Family

Family

Wednesday, September 1, 2010

Testosterone Reinforcements

Just when Husband was about to build himself a man cave in the woods to escape all the estrogen-charged drama around here, testosterone reinforcements have arrived in the form of teenage wonder boy Wyatt. Wyatt is an honorary nephew of mine (okay, not an actual blood nephew) based on the fact that I am fairly certain every time I have been back to my Iowa stomping grounds, he has somehow appeared in the vicinity of either of my sisters' homes (that being Lisa and Beth).
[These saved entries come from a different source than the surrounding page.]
PR #3032, opened 2019-03-06
pull base requirements.txt file as dev dependency.

pbugni:
Noticed this trick in another example.  Should mean any devs keeping their local builds up via `pip` are down to a single step: `pip install -r requirements.dev.txt`

### DIFF
--- a/requirements.dev.txt
+++ b/requirements.dev.txt
@@ -1,4 +1,4 @@
--r requirements.txt
+--requirement requirements.txt
 
 alabaster==0.7.12         # via sphinx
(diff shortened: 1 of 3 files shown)


requirements.dev.txt
```diff
@@ -1,3 +1,5 @@
+-r requirements.txt
```
ivan-c: Can you use the long-option to match what's in the README?
I tend to prefer long-options (if available) in scripts because they can be self-documenting.

```suggestion
--requirement requirements.txt
```

pbugni: :+1:

PR #3041, opened 2019-03-08
TN-1835 RCT patients

pbugni:
Rework `/patients` logic, for more predictable consumption by admins, intervention_staff and staff.
See #TN-1835 for details.

### DIFF
--- a/portal/models/intervention.py
+++ b/portal/models/intervention.py
@@ -106,6 +106,20 @@ class Intervention(db.Model):
 
         return d
 
+    @staticmethod
+    def rct_ids():
+        """returns list of RCT (randomized control trial) intervention ids"""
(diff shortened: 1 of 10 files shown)


portal/models/intervention.py
```diff
@@ -106,6 +106,20 @@ def as_json(self):
 
         return d
 
+    @staticmethod
+    def rct_ids():
+        """returns list of RCT (randomized control trial) intervention ids"""
+        names = current_app.config.get('RCT_INTERVENTIONS')
+        if not names:
+            return None
+        ids = [i.id for i in Intervention.query.filter(
```
ivan-c: Would you be able to just return the `Intervention` `Query`?

You could `filter()` against `~rct_interventions`,  then you wouldn't have to look up the intervention twice (looking up the ids, then filtering on them).

PR #3048, opened 2019-03-12
TN-1935-IRONMAN-TEST-ORG

mcjustin:
https://jira.movember.com/browse/TN-1935


mcjustin:
> 
>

The Squirrels are delighted beyond words to have a "big brother" in the house. When they found out he was moving in with us to attend a nearby college (and we hoped to scam some free "mannying" services from him), they asked nearly daily when Wyatt would arrive. When they found out they are related to him (rather distantly but he does boast my maiden name as his surname), they were fascinated. The Squirrels are always fascinated with how many people they are related to, thanks to the fact that both Husband and I come from a long line of happily breeding rabbits.

(PS That's my "flower arrangement" thing on the dresser. Wouldn't want to get Wyatt disbarred from the He-Man Woman Haters Club)

Wyatt moved in without much fanfare. He is very low key, crazy smart, and rather quiet. He puts up with the Squirrels invading his personal space on a daily basis and doesn't mind when they type on his laptop, watch him play video games, swipe his gum, and mess with his cell phone and iPod. He also was non-plussed by the fact that he had to have a background check run and be fingerprinted since we are still a licensed foster care home. The other day found that Kate had crawled up on Wyatt's lap with her TAG reader and was merrily "reading" the "Ozzie and Mack" book while Wyatt was reading his book for Literature 110. Kate also likes to launch herself up in Wyatt's arms and hang on like she's a barnacle. Elisabeth just likes to jabber his head off.

We told Wyatt that living with us is like nuclear birth control. He will be VERY content to wait for marriage and kids after he sees this Momzilla in action! I probably should have had him sign a confidentiality agreement that he would never disclose my pathetic parenting skills to the outside world. Maybe I'll make that a condition of continued habitation as the troll in our basement.